[Data supplied]

--------------------

PR #2538, opened 2026-09-01
Optimize transfer/compute overlap in out-of-core KMeans

viclafargue:
## Summary

This PR improves data-transfer and compute overlap for host-resident out-of-core KMeans using a cyclic two-buffer pipeline.

- Batch 1 follows batch 0 on the copy stream while batch 0 compute starts as soon as its transfer completes.
- Subsequent transfers overlap computation of the current batch.
- Buffer recycling continues across iteration boundaries, allowing batch 0 of the next pass to be prefetched during the previous pass.
- Device-resident inputs remain zero-copy.

## Implementation

- Adds a private KMeans batch loader with explicit staged, acquired, and reusable buffer states.
- Uses CUDA events so compute waits for H2D completion and a buffer cannot be overwritten until all of its consumers have been submitted.
- Applies the same dependency-driven scheduling to every batch, without special APIs or states for the first two batches.
- Uses persistent device scratch to avoid per-batch deallocation and its potential device-wide synchronization.
- Computes final inertia through the regular batched assignment and reduction pipeline, accumulates it on device, and copies only the final result to host.
- Leaves the shared ANN batch iterator unchanged.

## Benchmark under similar configuration

10 GiB pinned-host FP32 dataset (10,485,760 × 256), 2,560 clusters, three iterations, ten 1 GiB out-of-core batches, and 131,072-sample assignment tiles.

| Metric | `main` | PR |
|---|---:|---:|
| Median runtime | 1.7795 s | **0.7962 s** |
| Speedup | 1.00× | **2.23×** |
| Effective bulk throughput | 22.48 GiB/s | **50.24 GiB/s** |
| Profiled GPU span | 1773.12 ms | **785.65 ms** |
| H2D time | 752.29 ms | 752.38 ms |
| Kernel time | 1003.08 ms | 760.97 ms |
| H2D/kernel overlap | 0.00 ms | **727.91 ms** |
| H2D overlapped by kernels | 0.0% | **96.75%** |
| Kernels overlapped by H2D | 0.0% | **95.66%** |

## Profile

Main branch :
profile_main

This PR :
profile_pr

This PR (multi-GPU) :
multi_gpu_profile


cpp/src/cluster/detail/kmeans.cuh
```diff
@@ -686,25 +689,56 @@ void kmeans_fit(
...
+  std::optional<rmm::cuda_stream> owned_batch_copy_stream;
+  if constexpr (!data_on_device) {
+    // Host KMeans must pipeline even when a minimal caller (including the Python binding) did not
+    // install a RAFT stream pool. Keep the stream owner before the iterators so their destructors
+    // drain all event dependencies before the stream itself is destroyed.
+    if (handle.has_resource_factory(raft::resource::resource_type::CUDA_STREAM_POOL) &&
+        raft::resource::get_stream_pool_size(handle) >= 1) {
+      batch_copy_stream = raft::resource::get_stream_from_stream_pool(handle);
+    } else {
+      owned_batch_copy_stream.emplace(rmm::cuda_stream::flags::non_blocking);
```
tarang-jain: Lets not create a prefetch stream on our own. It is solely controlled by the raft resource. The resource should give full control of concurrent streams to the user.

cpp/src/cluster/detail/kmeans_batch_loader.cuh
```diff
@@ -0,0 +1,355 @@
...
+template <typename DataT, typename IndexT>
+class kmeans_batch_loader<DataT, IndexT, true> {
+ public:
+  kmeans_batch_loader(raft::resources const& res,
+                      DataT const* source,
+                      IndexT n_rows,
+                      IndexT row_width,
+                      IndexT batch_size,
+                      rmm::cuda_stream_view copy_stream,
+                      rmm::device_async_resource_ref mr)
```
tarang-jain, line 98: hardcoding rmm::device_async_resource_ref wont give us problems? What if the currently set MR is not an async resource?

cpp/src/cluster/detail/kmeans_batch_loader.cuh
```diff
@@ -0,0 +1,355 @@
...
+                   positions_[slot] == batch.position_ && buffer_ptrs_[slot] == batch.data(),
+                 "KMeans attempted to release a batch that is not active");
+    return slot;
+  }
+
+  void queue_h2d(DataT* dst, std::size_t pos)
+  {
+    auto const& batch = batches_[pos];
+    const auto bytes  = batch.size * row_width_ * sizeof(DataT);
+    RAFT_CUDA_TRY(cudaMemcpyAsync(
```
tarang-jain: raft::copy()

tarang-jain: Correct me if I am wrong but the main new addition here in comparison to the ANN batch loader is the recycling at the final slots, right? So prefetch continues for the next iteration. Having an entirely new batch loader makes me a bit uneasy. Prefetch should not be algorithm specific. Can we combine this with the existing ANN batch loader (this can be done in a follow up)?

tarang-jain (changes requested):

cpp/src/cluster/detail/kmeans_batch_loader.cuh
viclafargue: `device_async_resource_ref` does not require a `cudaMallocAsync` allocator. It only requires the stream-aware MR interface. An allocator may still synchronize internally, which could affect performance but not correctness. A truly synchronous-only MR would need an adapter before RAFT could pass it here. The main requirement is that the referenced MR outlive the loader.

cpp/src/cluster/detail/kmeans_batch_loader.cuh
viclafargue: You're right that cyclic recycling across iteration boundaries is the main addition. However, the KMeans loader also uses CUDA events instead of per-batch host synchronization and supports multiple input partitions. The current ANN loader cannot provide this without broader changes to its iterator/writeback contract. I agree the mechanism is not inherently KMeans-specific, so we can extract a shared generic loader in a follow-up.

c/include/cuvs/core/c_api.h
```diff
@@ -211,6 +211,16 @@ CUVS_EXPORT cuvsError_t cuvsMultiGpuResourcesDestroy(cuvsResources_t res);
...
 CUVS_EXPORT cuvsError_t cuvsMultiGpuResourcesSetMemoryPool(cuvsResources_t res, int percent_of_free_memory);
+
+/**
+ * @brief Set a CUDA stream pool on all devices managed by the multi-GPU resources
+ *
+ * @param[in] res cuvsResources_t opaque C handle for multi-GPU resources
+ * @param[in] num_streams Number of CUDA streams in each device's pool
+ * @return cuvsError_t
+ */
+CUVS_EXPORT cuvsError_t cuvsMultiGpuResourcesSetStreamPool(cuvsResources_t res,
```
tarang-jain, line 241: again -- I am not entirely opposed to this because I see how it makes things convenient. But why are we providing an API for this specifically? SNMG resources or raft resources with nccl comms are not special in the way stream pools should be set, right? In general I think such APIs to directly modify raft resources, should be in raft and not cuvs. We can add them here and then they have to stick around until we are allowed to break the ABI.

cpp/src/cluster/detail/kmeans.cuh
```diff
@@ -686,25 +688,49 @@ void kmeans_fit(
...
+  auto batch_inertia      = raft::make_device_scalar<DataT>(handle, DataT{0});
+  auto batch_cost         = raft::make_device_scalar<DataT>(handle, DataT{0});
+  auto h_inertia          = raft::make_pinned_scalar<DataT>(handle, DataT{0});
 
   rmm::device_uvector<char> batch_workspace(device_buffer_samples, stream);
 
-  auto data_batches = cuvs::spatial::knn::detail::utils::make_batch_load_iterator<DataT>(
-    handle, X.data_handle(), n_samples, n_features, device_buffer_samples, stream);
+  auto batch_mr          = data_on_device ? raft::resource::get_workspace_resource_ref(handle)
+                                          : raft::resource::get_large_workspace_resource_ref(handle);
```
tarang-jain, line 704: if the data is already device accessible, why are we even using the workspace?

tarang-jain: Furthermore, if the large workspace is managed, the transfer speed is slightly slower (I found 55 GB/s versus 48 GB/s). I agree that the batchsize is not bounded here (it can be as large as the dataset) but I would argue for falling back to the large workspace only at the breaking point where allocating from the regular workspace is not possible. That calculation can get complicated to account for whether or not weights are present, so I'll tag @achirkin for some ideas.

cpp/src/cluster/detail/kmeans.cuh
```diff
@@ -758,6 +784,18 @@ void kmeans_fit(
     }
   };
 
+  auto prefetch_batch = [&](std::size_t batch_pos) {
+    (void)data_batches.prefetch(batch_pos);
+    if (weight_batches.has_value()) { (void)weight_batches->prefetch(batch_pos); }
+  };
+
+  bool input_pipeline_started = false;
+  auto start_input_pipeline   = [&] {
```
tarang-jain: Can we make this function part of the batch loader class, so starting the pipeline explicitly becomes part of the batch loader? It makes it more readable. Overall there has been an increase in these lambdas all over the codebase (not the most readable I think)

cpp/src/cluster/detail/kmeans.cuh
```diff
@@ -830,53 +864,44 @@ void kmeans_fit(
...
-        wt_it = weight_batches->begin();
-      }
-      for (const auto& data_batch : data_batches) {
-        IndexT cur_batch_size = static_cast<IndexT>(data_batch.size());
-        const DataT* wt_data  = nullptr;
-        if (wt_it.has_value()) {
-          wt_data = (**wt_it).data();
-          ++(*wt_it);
+      for (std::size_t batch_pos = 0; batch_pos < data_batches.num_batches(); ++batch_pos) {
+        const auto data_batch = data_batches.acquire(batch_pos);
```
tarang-jain: Lets stick to the terminology of the ann loader (prefetch instead of acquire)

cpp/src/cluster/detail/kmeans_batch_loader.cuh
```diff
@@ -0,0 +1,357 @@
...
+  auto operator=(kmeans_batch_loader const&) -> kmeans_batch_loader& = delete;
+  kmeans_batch_loader(kmeans_batch_loader&&)                         = delete;
+  auto operator=(kmeans_batch_loader&&) -> kmeans_batch_loader&      = delete;
+
+  ~kmeans_batch_loader() noexcept
+  {
+    if (!batches_.empty()) {
+      RAFT_CUDA_TRY_NO_THROW(cudaStreamSynchronize(raft::resource::get_cuda_stream(*res_)));
+    }
+    RAFT_CUDA_TRY_NO_THROW(cudaStreamSynchronize(copy_stream_));
```
tarang-jain: Please use raft APIs for these. I tend to find these, but these should not need to be pointed out anymore. You can make rules for agents to use raft APIs wherever possible.

cpp/src/cluster/detail/kmeans_common.cuh
```diff
@@ -446,6 +446,50 @@ EXTERN_TEMPLATE_MIN_CLUSTER_DISTANCE(double, int)
 
 #undef EXTERN_TEMPLATE_MIN_CLUSTER_DISTANCE
 
+/**
+ * @brief Compute the optionally weighted sum of distances to the nearest centroid.
+ *
+ * Unlike minClusterAndDistanceCompute, this path does not calculate cluster labels.
+ */
+template <typename DataT, typename IndexT>
+void cluster_cost(
```
tarang-jain: why do we have this new function? Its not used anywhere, right?

tarang-jain (changes requested):

cpp/src/cluster/detail/kmeans_batch_loader.cuh
tarang-jain: https://github.com/NVIDIA/cuvs/issues/2581 I created this and assigned you @viclafargue

cpp/src/cluster/detail/kmeans.cuh
tarang-jain: Actually since this is unbounded (only bounded by dataset size) lets just stick to large_mr @viclafargue. Since compute will overlap, its not a big deal.

cpp/src/cluster/detail/kmeans.cuh
```diff
@@ -927,46 +958,89 @@ void kmeans_fit(
...
-                                            batch_sw);
-
-        iter_inertia += batch_cost;
+        auto l2_norm_view = raft::make_device_vector_view<const DataT, IndexT>(
+          L2NormBatch.data_handle(), cur_batch_size);
+        auto min_cad_view =
+          raft::make_device_vector_view<raft::KeyValuePair<IndexT, DataT>, IndexT>(
+            minClusterAndDistance.data_handle(), cur_batch_size);
+
+        minClusterAndDistanceCompute<DataT, IndexT>(handle,
```
irina-resh-nvda: Why do we use this instead of minClusterDistanceCompute? Do we need the cluster labels anywhere?

c/include/cuvs/core/c_api.h
viclafargue: The resources inside of the `device_resources_snmg` helper can be indeed be accessed individually. However, for convenience a user would in practice set memory or stream pools from utility functions. I agree that cuVS should not implement setting a stream pool on every resources. This is a temporary solution as I am aiming to get this be implemented in RAFT (see https://github.com/NVIDIA/raft/pull/3149). Would be glad to get your review on this.

That said the feature should be accessible from cuVS C and Python API. This is where the `cuvsResources_t` and `MultiGpuResources` wrappers come into play. We could also consider making all of cuVS resources come from RAFT, but this would be out of the scope of this PR.

tarang-jain: Okay! The problem with adding C APIs is that they have to stay for up to 6 months before we can deprecate them. If cuVS python API does not have a way to set the stream pool on the resource, this function makes sense. We have to be able to support async H2D in python.

cpp/src/cluster/detail/kmeans_common.cuh
viclafargue: This was to avoid device-wide syncs during the final inertia calculation. Removed it for now.

cpp/src/cluster/detail/kmeans.cuh
viclafargue: The final inertia can be computed with the optimized cuTile path, but it has lower precision. I reverted back to calling the `cluster_cost` function.

cpp/src/cluster/detail/kmeans.cuh
```diff
@@ -56,6 +58,50 @@ namespace cuvs::cluster::kmeans::detail {
...
+  rmm::device_uvector<char>& workspace;
+};
+
+template <typename DataT, typename IndexT>
+void cluster_cost(
+  raft::resources const& handle,
+  raft::device_matrix_view<const DataT, IndexT> X,
+  raft::device_matrix_view<const DataT, IndexT> centroids,
+  raft::device_scalar_view<DataT> cost,
+  cluster_cost_workspace<DataT, IndexT>& scratch,
```
tarang-jain: why overcomplicate this function? cluster_cost_workspace is not used anywhere else, right? We dont use this pattern at other places in the codebase. Just pass the arrays directly.

tarang-jain (changes requested):

python/cuvs/cuvs/common/resources.pyx
```diff
@@ -89,6 +91,31 @@ cdef class Resources:
...
+
+        Parameters
+        ----------
+        percent_of_free_memory : int
+            Percentage of free device memory to allocate for the pool.
+        """
+        check_cuvs(cuvsResourcesSetMemoryPool(
+            self.c_obj, percent_of_free_memory))
+
+    def set_stream_pool(self, num_streams=1):
```
aamijar: So on the python side, the user is required to setup a stream pool to get the compute/H2D optimization?
Shouldn't users be getting this optimization by default and not need to know about setting up stream pool?

tarang-jain:
In addition to splitting this PR into the C++ and C/Python components, @viclafargue can you make sure to work on top of https://github.com/NVIDIA/cuvs/pull/2249? This PR should not be a regression to that because it might be making some changes to `minClusterAndDistanceCompute`.

irina-resh-nvda (approved):

python/cuvs/cuvs/common/resources.pyx
viclafargue: I had the same question initially, but the decision was made to require users to configure a stream pool explicitly. I’ve made sure this requirement is clearly documented. The C and Python API changes have been moved to #2642.

cpp/src/cluster/detail/kmeans.cuh
```diff
@@ -684,27 +723,48 @@ void kmeans_fit(
...
   rmm::device_uvector<char> batch_workspace(device_buffer_samples, stream);
 
-  auto data_batches = cuvs::spatial::knn::detail::utils::make_batch_load_iterator<DataT>(
-    handle, X.data_handle(), n_samples, n_features, device_buffer_samples, stream);
+  auto batch_mr          = data_on_device ? raft::resource::get_workspace_resource_ref(handle)
+                                          : raft::resource::get_large_workspace_resource_ref(handle);
+  auto batch_copy_stream = raft::resource::get_cuda_stream(handle);
+  if constexpr (!data_on_device) {
+    if (handle.has_resource_factory(raft::resource::resource_type::CUDA_STREAM_POOL) &&
+        raft::resource::get_stream_pool_size(handle) >= 1) {
```
tarang-jain: we have a function to do exactly this: `get_prefetch_stream` in the detail namespace. Lets reuse that.

cpp/src/cluster/detail/kmeans_batch_loader.cuh
```diff
@@ -0,0 +1,365 @@
...
+    : kmeans_batch_loader(res,
+                          std::vector<kmeans_input_partition<DataT, IndexT>>{{source, n_rows}},
+                          row_width,
+                          batch_size,
+                          copy_stream,
+                          mr)
+  {
+  }
+
+  kmeans_batch_loader(raft::resources const&,
```
tarang-jain, line 111: Looks like its not even using the memory resource. I want to reassert my earlier comment about not using the regular workspace MR if the data is on device. Lets only use the large MR. Correct my understanding if I am missing something.

cpp/src/cluster/detail/kmeans_batch_loader.cuh
```diff
@@ -0,0 +1,365 @@
...
+                      std::vector<kmeans_input_partition<DataT, IndexT>> const& partitions,
+                      IndexT row_width,
```
tarang-jain: why not just store mdspans? We can avoid maintaining row_width_ and n_rows.

cpp/src/cluster/detail/kmeans_batch_loader.cuh
```diff
@@ -0,0 +1,365 @@
...
+};
+
+/** A contiguous KMeans input batch accessible from the main CUDA stream. */
+template <typename DataT>
+class kmeans_batch {
+ public:
+  [[nodiscard]] auto data() const noexcept -> DataT const* { return data_; }
+  [[nodiscard]] auto size() const noexcept -> std::size_t { return size_; }
+  [[nodiscard]] auto offset() const noexcept -> std::size_t { return offset_; }
+  [[nodiscard]] auto partition() const noexcept -> std::size_t { return partition_; }
```
tarang-jain: these methods should be inside the descriptor and the batch should just hold a reference to the descriptor.

cpp/src/cluster/detail/kmeans_batch_loader.cuh
```diff
@@ -0,0 +1,365 @@
...
+
+ private:
+  template <typename, typename, bool>
+  friend class kmeans_batch_loader;
```
tarang-jain, line 70: rather than friend-ing why not make the constructor public?

cpp/src/cluster/detail/kmeans_batch_loader.cuh
```diff
@@ -0,0 +1,365 @@
...
+ * Read-only batch loader used only by KMeans.
+ *
+ * The device specialization is a zero-copy view. The host specialization below owns the
+ * two-buffer, cyclic H2D pipeline needed by out-of-core KMeans.
+ */
+template <typename DataT, typename IndexT, bool DataOnDevice>
+class kmeans_batch_loader;
+
+template <typename DataT, typename IndexT>
+class kmeans_batch_loader<DataT, IndexT, true> {
```
tarang-jain, line 96: why do we even have this device loader? We are not even batching when the data is device accessible. We can straight away iterate over the partitions. It just creates additional maintenance overhead -- prefetch stream that wont be used, a second slot that wont be used etc. Lets just avoid using this altogether? process_batch can continue to consume mdspans, right? We can conditionally acquire a device mdspan for the host prefetch route.

tarang-jain (changes requested):

python/cuvs/cuvs/cluster/kmeans/kmeans.pyx
```diff
@@ -263,9 +275,17 @@ def fit(
...
-    >>> X_host = np.random.random((10_000_000, 128)).astype(np.float32)
+    >>> import cupyx
+    >>> from cuvs.common import Resources
+    >>> X_host = cupyx.empty_pinned((10_000_000, 128), dtype=np.float32)
+    >>> _ = np.random.default_rng().random(
+    ...     X_host.shape, dtype=np.float32, out=X_host)
     >>> params = KMeansParams(n_clusters=1000, device_buffer_samples=1_000_000)
-    >>> centroids, inertia, n_iter = fit(params, X_host)
+    >>> resources = Resources()
+    >>> resources.set_memory_pool(80)  # Percentage of currently free device memory
```
tarang-jain: these python APIs are no longer exposed in this PR no? The docs need to be fixed.

python/cuvs/cuvs/cluster/mg/kmeans/kmeans.pyx
```diff
@@ -76,6 +85,24 @@ def fit(
...
+    >>> from cuvs.cluster.mg import kmeans
+    >>> from cuvs.common import MultiGpuResources
+    >>> X = cupyx.empty_pinned((10_000_000, 128), dtype=np.float32)
+    >>> _ = np.random.default_rng().random(
+    ...     X.shape, dtype=np.float32, out=X)
+    >>> params = KMeansParams(n_clusters=1000,
+    ...                       device_buffer_samples=1_000_000)
+    >>> resources = MultiGpuResources()
+    >>> resources.set_memory_pool(80)
+    >>> resources.set_stream_pool(1)
```
tarang-jain: same comment as above.

tarang-jain (changes requested):

cpp/src/cluster/detail/kmeans_batch_loader.cuh
viclafargue: I switched both paths to always pass the large workspace resource. In the device-resident case, the selected loader specialization is zero-copy and does not allocate staging buffers, so the supplied resource is unused. For host-resident data, the large workspace resource is used to allocate the staging buffers.

cpp/src/cluster/detail/kmeans_batch_loader.cuh
viclafargue: `process_batch` can consume the mdspan directly, but the device loader is a lightweight pass-through, matching the previous ANN loader behavior. It does not allocate staging buffers or a second slot, and its prefetch operations are no-ops. Keeping it avoids adding separate host/device logic across the single- and multi-GPU loops, so I’d prefer to leave it as is.

tarang-jain (approved):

--------------------

[Exercise objective]
Take every line from the data above that holds "calculation" and copy it out.

[Written reply]
tarang-jain: Furthermore, if the large workspace is managed, the transfer speed is slightly slower (I found 55 GB/s versus 48 GB/s). I agree that the batchsize is not bounded here (it can be as large as the dataset) but I would argue for falling back to the large workspace only at the breaking point where allocating from the regular workspace is not possible. That calculation can get complicated to account for whether or not weights are present, so I'll tag @achirkin for some ideas.
viclafargue: This was to avoid device-wide syncs during the final inertia calculation. Removed it for now.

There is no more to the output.